[Stored items]

|---|

PR #1461, opened 2026-07-02
docs: fix links broken by the caret-archive move (#1420)

CharlotteZZh:
Repoint stale master URLs: relocated model files -> caret/main/inst/model_sources/files; archived content (html, deprecated, models/deprecated) -> topepo/caret-archive/main. The caret/main links resolve once the default-branch rename lands.


topepo (approved):
Good catch. I would have thought about this much later.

|---|

- [What the task asks] Your reply must consist of one number, the count of lines in the entries that hold "caret".

- [Final answer] 2